State the number of lines in the material below that hold "values", and add nothing to it.

======== Material for this exercise

PR #2059, opened 2026-04-27
chore(sx.js): update block times to match actual chain values

ChaituVR:
Related to https://github.com/snapshot-labs/workflow/issues/786

## Summary

Updates incorrect block time values to match what each chain actually does today.

| Chain | Old | New |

================

### Completed exercise
2